• Task directions
Starting with the line that contains "Fix useOrientation when used with SSR apps" and stopping after the line that contains "inside that statement.", return each line below exactly as written, with no others.

====

PR #1564, opened 2020-10-12
Should only run effect when callback changes

christiaanwesterbeek:
# Description

As the documentation states, this is the interval hook based on [Dan Abramov's article on overreacted.io](https://overreacted.io/making-setinterval-declarative-with-react-hooks). But it sets the `savedCallback` ref again on every render. It's not that is breaks the code, but it's useless and wasteful. Should update only the `savedCallback` when the passed callback is a different one.

## Type of change

# Checklist
- [ ] Add documentation

### DIFF
--- a/src/useInterval.ts
+++ b/src/useInterval.ts
@@ -5,7 +5,7 @@ const useInterval = (callback: Function, delay?: number | null) => {
 
   useEffect(() => {
     savedCallback.current = callback;
-  });
+  }, [callback]);
 
   useEffect(() => {
     if (delay !== null) {


dcporter:
The `[callback]` dependency is required to keep the callback up to date, as a new function can be passed in every time.

christiaanwesterbeek:
My change is not preventing from the savedCallback to be updated when a new functions is passed. It merely prevents updating the savedCallback when the SAME function is passed.

dcporter:
(Yeah, sorry, I was posting in support of your PR. Not well though, pre-coffee 😖)

luisgurmendezMLabs:
Why does this even need to store the callback in a ref? Can't it just be passed to the last useEffect as a dep and used directly? @christiaanwesterbeek

luisgurmendezMLabs:
Following Dan's sandbox https://codesandbox.io/s/beautiful-benz-zuodw?file=/src/index.js, I think that this works perfectly aswell:

```
import React, { useState, useEffect, useRef } from "react";
import ReactDOM from "react-dom";

function Counter() {
  const [count, setCount] = useState(0);
  const [delay, setDelay] = useState(1000);
  const [isRunning, setIsRunning] = useState(true);
  const [sum, setSum] = useState(true);

  const intervalFn = sum? ()=>setCount(count + 1) : ()=> setCount(count - 1)
  useInterval(
    intervalFn,
    isRunning ? delay : null
  );

  function handleDelayChange(e) {
    setDelay(Number(e.target.value));
  }

  function handleIsRunningChange(e) {
    setIsRunning(e.target.checked);
  }

  function handleIsSumChange(e) {
    setSum(e.target.checked);
  }

  return (
    <>
      <h1>{count}</h1>
      <input
        type="checkbox"
        checked={isRunning}
        onChange={handleIsRunningChange}
      />{" "}
      Running
      <input
        type="checkbox"
        checked={sum}
        onChange={handleIsSumChange}
      />{" "}
      {sum? 'Sum' : 'Substract'} 
      <br />
      <input value={delay} onChange={handleDelayChange} />
    </>
  );
}

function useInterval(callback, delay) {
  // Set up the interval.
  useEffect(() => {
    function tick() {
      callback();
    }
    if (delay !== null) {
      let id = setInterval(tick, delay);
      return () => clearInterval(id);
    }
  }, [delay, callback]);
}

const rootElement = document.getElementById("root");
ReactDOM.render(<Counter />, rootElement);
```
Am I missing something?

christiaanwesterbeek:
The setInterval in your useInterval hook has now basically become a setTimeout. Why? Let's see what happens

Once the tick method is called, intervalFn is called, setCount is called and the Counter element will rerender.

When it rerenders a new intervalFn is created. Right? Because you didn't use useCallback (or useMemo) there.

So a new! callback method (the newly created intervalFn) is passed to useInterval, the useEffect receives it as one of its dependencies and detects it's a different callback method as the one before, therefore it will call its cleanup method (the thing the effect returns) and run its effect again, calling setInterval again.

Functionally this is not a problem, because your solution works. But more work is done by React than strictly required.

PR #1569, opened 2020-10-13
Fix useOrientation when used with SSR apps

edwinjoseph:
# Description
When using `useOrientation` in an SSR app it causes the error `window is undefined` to be thrown. Update the hook to use the utility `isClient` around the `useEffect` hook and move all references of the window to be inside that statement.

Fixes https://github.com/streamich/react-use/issues/1570
## Type of change

# Checklist

### DIFF
--- a/src/useOrientation.ts
+++ b/src/useOrientation.ts
@@ -1,5 +1,5 @@
 import { useEffect, useState } from 'react';
-import { off, on } from './util';
+import { off, on, isClient } from './util';
 
 export interface OrientationState {
   angle: number;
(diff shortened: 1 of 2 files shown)


dantman:
What's the point of the `isClient`? Last time I checked useEffect does not run on the server. So the first part, moving `window.screen` out of the hook and into the effect, should be enough to solve the bug.

edwinjoseph:
> What's the point of the `isClient`? Last time I checked useEffect does not run on the server. So the first part, moving `window.screen` out of the hook and into the effect, should be enough to solve the bug.

Yes, you are correct. I just used what was being done on useWindowSize - https://github.com/streamich/react-use/blob/master/src/useWindowSize.ts#L13. I can update this to remove the isClient check or I could move it before the useEffect to return early.

Issue #1582, opened 2020-10-19
useScroll - scroll direction? 


IrvingArmenta:
**Is your feature request related to a problem? Please describe.**
I'm working on a "chat" application right now which needs some fetching on scrolling while going "up", so my implementation needs to be aware of the direction scrolling, I think it would also help to some other kind of UI navigations/interactions.

**Describe the solution you'd like**
I would like the hook to return an object with something like:
```js
// ...current useScroll() implementation, where state is { x: number , y: number } plus the scrollDirection
 return { pos: state, dir: scrollDirection }
```
of course `dir` would be updated with a very good precision.

**Describe alternatives you've considered**
I'm trying to implement the scroll direction prop myself, but I couldn't get it to be completely responsive, I tried using the `usePrevious()` hook within the `useScroll()` hook to get what I wanted, but there is some "delay" when updating the scroll direction, I'm not sure how to completely get it "live".

szygendaborys:
I opened a pull request for this issue. #1634

PR #1635, opened 2020-11-12
Feature/use scroll direction

szygendaborys:
# Description

It is a solution for the issue #1582 .

Added additional field for the useScroll hook.
The field 'direction' contains fields 'horizontal' and 'vertical'. Initially, they both are set to 'none'. After scroll event it sets a proper direction state to both fields.

## Type of change

# Checklist
- [ ] Add documentation

### DIFF
--- a/src/useScroll.ts
+++ b/src/useScroll.ts
@@ -5,6 +5,10 @@ import useRafState from './useRafState';
 export interface State {
   x: number;
   y: number;
+  direction: {
+    horizontal: 'up' | 'down' | 'none';
+    vertical: 'left' | 'right' | 'none';
+  }
 }
 
 const useScroll = (ref: RefObject<HTMLElement>): State => {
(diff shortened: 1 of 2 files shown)


javiergarciagonzalez:
It'd be amazing to have this feature!

src/useScroll.ts
```diff
@@ -17,14 +21,35 @@ const useScroll = (ref: RefObject<HTMLElement>): State => {
...
+        }
+
         setState({
           x: ref.current.scrollLeft,
           y: ref.current.scrollTop,
+          direction: {
+            horizontal, vertical
+          }
         });
       }
```
fearphage, line 54: I have a suggestion to simplify and un-nest the code, exit early. I also aligned the formatting (trailing commas, space after `if`).

```suggestion
      if (!ref.current) {
        return;
      }
      
      const { scrollLeft, scrollTop } = ref.current;

      let horizontal: 'up' | 'down' | 'none' = 'none';
      let vertical: 'left' | 'right' | 'none' = 'none'; 
      
      if (state.y > scrollTop) horizontal = 'down';
      else if (state.y < scrollTop) horizontal = 'up';
  
      if (state.x > scrollLeft) vertical = 'left';
      else if (state.x < scrollLeft) vertical = 'right';
      
      setState({
        x: scrollLeft,
        y: scrollTop,
        direction: {
          horizontal, 
          vertical,
        },
      });
```

You could also rename `scrollLeft` and `scrollTop` to `y` and `x` respectively during destructuring, but I didn't make that change.

fearphage (changes requested):
Clean up suggestion

src/useScroll.ts
szygendaborys: Unfortunately, this package looks no longer to be maintained :(

PR #1684, opened 2020-12-06
fix(useStateWithHistory): support callback style setState

### LINKED ISSUE #1916: useStateWithHistory doesn't pass current value to callback style setState

Using `useStateWithHistory`'s callback style `setState` will receive no arguments.

```
const [state, setState] = useStateWithHistory(0);
setState(val => val + 1); // val is undefined
```

See example above.

Expected callback style `setState` to receive the current value as the first argument.

**A little about versions:**  
- _OS_: NA
- _Browser (vendor and version)_: All (Chrome)
- _React_: 17
- _`react-use`_: 13.3.0

QingqiShi:
# Description

Make `useStateWithHistory` support the callback style set state, e.g. `setState(current => current + 1)`. 

Currently, it's typed as if it does support it, but the `current` parameter is always `undefined`.

## Type of change

# Checklist
- [ ] Add documentation

Fixes #1916

### DIFF
--- a/src/useStateWithHistory.ts
+++ b/src/useStateWithHistory.ts
@@ -57,7 +57,7 @@ export function useStateWithHistory<S, I extends S>(
   const setState = useCallback(
     (newState: ResolvableHookState<S>): void => {
       innerSetState((currentState) => {
-        newState = resolveHookState(newState);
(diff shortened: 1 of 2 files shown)


xobotyi:
thanks

PR #1693, opened 2020-12-10
feat: add useSubscribedLocalStorage

xialvjun:
# Description

`useLocalStorage` with synced value of different tabs by `storage` event

## Type of change

# Checklist
- [ ] Add documentation

### DIFF
--- a/src/index.ts
+++ b/src/index.ts
@@ -89,6 +89,7 @@ export { default as useSpeech } from './useSpeech';
 export { default as useStartTyping } from './useStartTyping';
 export { useStateWithHistory } from './useStateWithHistory';
 export { default as useStateList } from './useStateList';
+export { default as useSubscribedLocalStorage } from './useSubscribedLocalStorage';
 export { default as useThrottle } from './useThrottle';
 export { default as useThrottleFn } from './useThrottleFn';
 export { default as useTimeout } from './useTimeout';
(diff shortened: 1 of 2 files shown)


xialvjun:
or another name ? `useSyncedLocalStorage` ?

Svish (commented):
Would it maybe be better if this either managed to build upon `useLocalStorage` (although not sure that's possible), or if `useLocalStorage` just got another option (for example `subscribed: boolean`, or `sync: `boolean`)?

Svish:
Think it would be good if this worked the same as `useLocalStorage` with the fixes in my PR #1438, but not sure if it's possible to do that in a "wrapping way", so maybe best would be the latter, to add an option. 🤔

src/useLocalStorage.ts
```diff
@@ -47,6 +53,29 @@ const useLocalStorage = <T>(
...
+    useEffect(() => {
+      const callback = (e: StorageEvent) => {
+        if (e.key !== key) {
+          return;
+        }
+        if (e.newValue === null) {
+          return remove();
+        }
+        try {
+          setState(deserializer(e.newValue));
```
Svish, line 67: After having tried subscribing to storage events in a local variant of this hook, I've found this to be super unstable. It works fine for primitives (boolean, number, string), but not for arrays and objects which will cause an infinite update loop.

A subscribed/synced feature of this hook really needs to be tested thoroughly to make sure it's stable. Would probably need to do some sort of deep-equals check or something to prevent infinite updates.

PR #1724, opened 2020-12-31
Fix typo

nicgirault:


Svish (approved):
`1_000` is actually valid javascript, but personally find it a bit unnecessary and distracting to use that here.

nicgirault:
Oh! I didn't know that! Thanks

xobotyi:
Agree with @Svish, merging

PR #1745, opened 2021-01-12
fix: useMeasure type definitions for SVG

robinvw1:
Re-applied the changes of @thevtm from https://github.com/streamich/react-use/pull/479 to the `useMeasure` hook, because the Resize Observer API [also works](https://github.com/WICG/resize-observer/issues/9#issuecomment-228181533) on SVG elements.

@streamich can you have a look?


robinvw1:
Here's a screenshot where I use `useMeasure` to get the `width` of the SVG `<text>` element and apply it with padding to the `<rect>`.

image

robinvw1:
@xobotyi done

PR #1792, opened 2021-02-04
Default to window.innerWidth instead of 0 in createBreakpoint

### LINKED ISSUE #1493: useBreakpoint always returns the smallest breakpoint while it's calculating the width
`useBreakpoint` always returns the smallest breakpoint for the first time it runs regardless of the actual screen size. This is very inconvenient because if code renders different UI based on this breakpoint then it first renders the UI for a small screen, and then immediately switches to the UI for a larger screen. This makes the UI to flash for a brief moment.

https://codesandbox.io/s/vigilant-hamilton-xhtn4?file=/src/App.js

The expected behavior is that it returns `undefined` until the widow width is calculated. This way, the consumer code can wait until the actual breakpoint is provided.

**A little about versions:**  
- _OS_: All browsers
- _Browser (vendor and version)_: All browsers
- _React_: latest
- _`react-use`_: latest

fnune:
# Description

Fixes #1493 

I tried to write tests for this but I couldn't manage with the setup `react-use` has. I think it's hard to catch in JSDom.

## Type of change

# Checklist
- [x] Add documentation

### DIFF
--- a/src/factory/createBreakpoint.ts
+++ b/src/factory/createBreakpoint.ts
@@ -1,10 +1,10 @@
 import { useEffect, useMemo, useState } from 'react';
-import { off, on } from '../misc/util';
+import { isBrowser, off, on } from '../misc/util';
 
 const createBreakpoint = (
   breakpoints: { [name: string]: number } = { laptopL: 1440, laptop: 1024, tablet: 768 }
 ) => () => {
-  const [screen, setScreen] = useState(0);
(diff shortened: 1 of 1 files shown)


xobotyi:
This won't work server side.
Suppose it should be smth like `const [screen, setScreen] = useState(typeof window !== 'undefined' ? window.innerWidth : 0);`

fnune:
Added an `isBrowser` guard from utils. Thanks @xobotyi!

PR #1819, opened 2021-02-15
Makes createGlobalState API compatible with React's useState API

joaomilho:
# Description

This PR makes the `createGlobalState` function compatible with the React API. This means 2 things:

- It allows using a function in setState, as in `setState(prevState => prevState + 1)`
- It allows using a function in the initial state, as in `createGlobalState(() => 0)`

Also, as a side effect:

- It improves the types when the initial value is passed or set as the generic argument, while relying on the React original type for the return (`SetStateAction`).
- It fixes the current tests that were using an incorrect syntax and extends them to the new use cases and types.
- Extends docs and fixes a minor grammar issue.

## Type of change

# Checklist
   We mobbed this in our team at Spotify.
- [x] Add documentation

### DIFF
--- a/docs/createGlobalState.md
+++ b/docs/createGlobalState.md
@@ -1,6 +1,6 @@
 # `useGlobalState`
 
-A React hook which creates a globally shared state.
+A React hook that creates a globally shared state.
 
 ## Usage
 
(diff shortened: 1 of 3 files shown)


xobotyi:
You better use method provided at `src/misc/hookState.ts` to have a single state resolution method.

joaomilho:
There you go, thanks for the pointer @xobotyi !

PR #1882, opened 2021-03-15
add useConditionalEffect

stutrek:
# Description

This pattern is something we use a lot:
```ts
useEffect(() => {
    if (condition) {
        doSomething(dep);
    }
}, [condition, doSomething, dep])
```

Although there's no better way to do it with hooks, it feels a little dirty.

This PR adds `useConditionalEffect`, which wraps that pattern in a hook.

```ts
useConditionalEffect(boolean, () => {
    doSomething(dep);
}, [doSomething, dep]);
```

There is also `useConditionalLayoutEffect`, which does the same thing with a layout effect.

## Type of change

# Checklist
- [x] Add documentation
- [] Ensure the test suite passes (`yarn test`)


src/useConditionalEffect.ts
```diff
@@ -0,0 +1,14 @@
+import { useEffect, EffectCallback } from 'react';
+
+export const useConditionalEffect = (
+  condition: boolean,
+  effect: EffectCallback,
+  dependencies: any[]
```
oirodolfo, line 6: `DependencyList[]`?

stutrek: Does React export a `DependencyList` type? I thought I checked and saw that it's an array of any. I may be mistaken.

Rycochet: Just plain `DependencyList | undefined` works

Rycochet (commented):
Couple of issues in the code:

The `condition` is a truthy value, so including it in the dependencies array will result in unnecessary re-renders.
Any change in any dependency will result in a re-render, even if `condition` is false.
The array is being built on every render resulting in unnecessary GC thrashing and work.
An unnecessary function is being created on every render.

Of note - arguments are `let` and not `const`, which can be made use of! :-)

stutrek:
There ya go, all concerns are addressed.

Rycochet:
Looks beautiful - final thing: add some tests for multiple dependencies - got a feeling that there might be complaints when the list length changes (`new Array(length)` can be used, and maybe cache it as a `useRef`?)

oirodolfo:
Lovely <3 I'm looking forward to using it as soon as it gets merged! ;)

src/useConditionalEffect.ts
```diff
@@ -0,0 +1,12 @@
...
+
+const FALSE_DEP_ARRAY = [{}];
+const NOOP = () => {};
+
+export const useConditionalEffect = (
+  condition: boolean,
+  effect: EffectCallback,
+  dependencies: DependencyList | undefined
+) => {
+  useEffect(condition ? effect : NOOP, condition ? dependencies : FALSE_DEP_ARRAY);
```
Rycochet, line 11: Pretty sure React will complain when changing the length of the dependencies, so might be worth doing something like this instead? Could also do it by globally caching the fake deps per array length, though this way does handle not having any, while caching would need specific handling

```suggestion
  const fakeDeps = useRef(() => dependencies && new Array(dependencies.length));

  useEffect(condition ? effect : NOOP, condition ? dependencies : fakeDeps.current);
```

stutrek: Good catch, fixed.

.editorconfig
```diff
@@ -11,6 +11,7 @@ trim_trailing_whitespace = true
 max_line_length = 100
 
 [*.{ts, tsx}]
+quote_type = single
```
stutrek, line 14: my VSCode doesn't format correctly without this.

PR #105, opened 2024-01-21
Alt versions

nsantacruz:
This PR does a few things

1. Upgrades us from React Native 71 to 73
2. Allows support for multiple offline versions of books, not just the default version


DownloadControl.js
```diff
@@ -557,7 +557,7 @@ async function requestNewBundle(bookList, badResponseWaitTime=3000) {
    * This method will continually ping the server until the download is ready (and a 200 is received).
    */
   while (true) {
-    let response = await fetch(`${DOWNLOAD_SERVER}/makeBundle`, {
+    let response = await fetch(`${DOWNLOAD_SERVER}/makeBundle?schema_version=${SCHEMA_VERSION}`, {
```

====

• Response box
Fix useOrientation when used with SSR apps

edwinjoseph:
# Description
When using `useOrientation` in an SSR app it causes the error `window is undefined` to be thrown. Update the hook to use the utility `isClient` around the `useEffect` hook and move all references of the window to be inside that statement.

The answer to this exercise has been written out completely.